Dear BayesFlow
team,
I am trying to get a feel for how to work with the codebase by using a very simple example related to the real inference I want to work on. The simple exercise consists of training a neural network (NN) to perform inference over the parameters of a negative binomial distribution. There are many moving parts and options that I do not understand, and none of the examples in the documentation helped me overcome the bump. Here is the basic setup:
After the imports, I define my prior function as
def prior_fn():
# Prior on p for negative binomial parameter
p = RNG.beta(1, 10)
# Prior on log of r parameter
logr = RNG.normal(0, 1)
# Return the prior
return np.float32(np.array([p_hat, logr]))
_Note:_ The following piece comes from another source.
PR #2761, opened 2026-04-22
fix(channels): don't serialize or deserialize pending attachments

synoet:
- Don't serialize or deserialize pending attachments to the persisted input snapshot storage.


js/app/packages/channel/Input/attachment-tracker.ts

with the corresponding simulation.Prior
object
prior = bf.simulation.Prior(
prior_fun=prior_fn,
param_names=param_names,
)
Next, I define the likelihood function in which I convert the integer outputs to float32
. For now, I’m using a fixed number of observations (100), but I would like to later understand how to train the NN varying this number.
def likelihood_fn(params, n_obs=100):
# Unpack parameters
p = params[0]
r = np.exp(params[1])
# Sample from the negative binomial distribution
u = RNG.negative_binomial(r, p, size=n_obs)
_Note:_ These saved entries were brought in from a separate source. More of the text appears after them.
PR #2783, opened 2026-04-22
fix(channels): patch message take new attachments

synoet:
- adds support for adding new attachments when editing a message in a channel


rust/cloud-storage/comms_service/src/api/channels/patch_message.rs
```diff
@@ -145,16 +172,17 @@ pub async fn patch_message_handler(
...
-async fn delete_message_attachments(
+#[tracing::instrument(skip(ctx, attachments, user_id))]
+async fn patch_message_attachments_state(
     ctx: &AppState,
-    attachment_ids: Vec<String>,
+    attachment_ids_to_delete: Vec<String>,
+    attachments: Vec<NewAttachment>,
     message_id: Uuid,
     channel_id: Uuid,
+    user_id: &str,
```
whutchinson98, line 182: user_id should be MacroUserId<Lowercase<'_>>

rust/cloud-storage/comms_service/src/api/channels/patch_message.rs
```diff
@@ -145,16 +172,17 @@ pub async fn patch_message_handler(
...
     nonce: Option<&str>,
 ) -> Result<(), (StatusCode, String)> {
-    // Parse string IDs into UUIDs
-    let attachment_uuids = attachment_ids
+    let attachment_uuids = attachment_ids_to_delete
```
whutchinson98, line 185: if we delete a user attachment shouldn't this be Vec<String>

alternatively, if we only ever want to delete entities we should instead use a filter_map here to only grab the uuid attachments imo

rust/cloud-storage/comms_service/src/api/channels/patch_message.rs
```diff
@@ -145,16 +172,17 @@ pub async fn patch_message_handler(
     Ok((StatusCode::OK, "message sent".to_string()))
 }
 
-#[tracing::instrument(skip(ctx))]
-async fn delete_message_attachments(
+#[tracing::instrument(skip(ctx, attachments, user_id))]
```
whutchinson98: should also skip attachment_ids_to_delete and include `err` in the instrument

rust/cloud-storage/comms_service/src/api/channels/patch_message.rs
synoet: Ideally yes, but unfortunately some of the downstream UserContext for channels still uses string. So if I used MacroUserId<lowercase<'_>> I would need to convert back anyway. 



I will just fix it for all downstream in a seperate pr.

PR #2847, opened 2026-04-24
fix(soup): missing call exclusion query filters

dev-rb:


gbirman (approved):
i am of the opinion we should use call_ids like we do elsewhere as a pattern but that's a separate task, this is good for now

# Add an extra dimension to make the output a 3D tensor
u = np.expand_dims(u, axis=1)
return np.float32(u)
Again, I define the corresponding Simulator
and GenerativeModel
objects
# Define Likelihood simulator function for BayesFlow
simulator = bf.simulation.Simulator(simulator_fun=likelihood_fn)
# Build generative model
model = bf.simulation.GenerativeModel(prior, simulator)
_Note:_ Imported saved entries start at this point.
PR #2853, opened 2026-04-24
fix(channels): load_around_message_id returning previous_cursor when it shouldn't

synoet:
When receiving a new channel message through `connection_gateway` we optimistically insert the newest message into the channel-messages query data in the last page.

Before this pr (https://github.com/macro-inc/macro/commit/aadb4de8badd91d93809fd991aac6a801b116d9d), there was an issue when optimistically inserting new incoming messages, even when we didn't have the last page loaded. 
To fix this I added a check to ensure that we only optimistically insert new messages when the `previous_page` is undefined, meaning that we have the "newest message".

However, this fix was breaking live updating for your own sent messages when you loaded a channel using `load_around_message_id`, because `load_around` was not providing the correct `previous_cursor`. It was returning a `previous_cursor` even when there where no newer messages below.

This pr fixes that.

### DIFF
--- a/js/app/packages/queries/channel/channel-messages.ts
+++ b/js/app/packages/queries/channel/channel-messages.ts
@@ -219,6 +219,11 @@ export function insertTopLevelMessageIntoChannelMessages(
 
   const [newestPage, ...olderPages] = data.pages;
 
+  console.debug(
+    '[channel-messages.insertTopLevelMessageIntoChannelMessages]',
+    ` previous_cursor: ${newestPage.previous_cursor}`
+  );
+
   // Only insert into cache entries that represent the bottom of the
   // conversation. If the newest page has a previous_cursor, we're viewing
   // a mid-conversation slice (e.g. load-around) and prepending here would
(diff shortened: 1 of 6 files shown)


js/app/packages/queries/channel/channel-messages.ts
```diff
@@ -219,6 +219,11 @@ export function insertTopLevelMessageIntoChannelMessages(
 
   const [newestPage, ...olderPages] = data.pages;
 
+  console.debug(
+    '[channel-messages.insertTopLevelMessageIntoChannelMessages]',
+    ` previous_cursor: ${newestPage.previous_cursor}`
+  );
```
seanaye, line 225: leftover?

seanaye (approved):

js/app/packages/queries/channel/channel-messages.ts
synoet: I left it in, just incase I run into the bug again I can debug.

I define the summary network as a DeepSet
(but I have also tried a SetTransforme
without much success)
# Define summary network as a Deepset
summary_net = bf.networks.DeepSet(summary_dim=4)
For the inference NN, I don’t have a good intuition of which arguments I should modify or not. So far, one of the failed attempts I have looks something like this:
# Define the conditional invertible network with affine coupling layers
inference_net = bf.inference_networks.InvertibleNetwork(
num_params=prior(1)["prior_draws"].shape[-1],
num_coupling_layers=6,
coupling_design="affine",
permutation="learnable",
use_act_norm=True,
coupling_settings={
"mc_dropout": True,
"dense_args": dict(units=32, activation="relu"),
}
)
I put everything together
# Assemble the amoratizer that combines the summary network and inference
# network
amortizer = bf.amortizers.AmortizedPosterior(
inference_net, summary_net,
)
# Assemble the trainer with the amortizer and generative model
trainer = bf.trainers.Trainer(amortizer=amortizer, generative_model=model)
and train the model using
# Train the model
history = trainer.train_online(
epochs=20,
iterations_per_epoch=128,
batch_size=64,
validation_sims=200,
)
However, as shown in the figure below, it doesn’t matter what I try—albeit with very little understanding of the specific details of what each argument does—the loss function explodes into some non-sensical values to quickly come back.
I am sure that I am doing something naively wrong, but I have struggled enough with it to ask for help. So, I hope you can guide me to what I’m doing wrong here.
Thanks in advance for your invaluable help!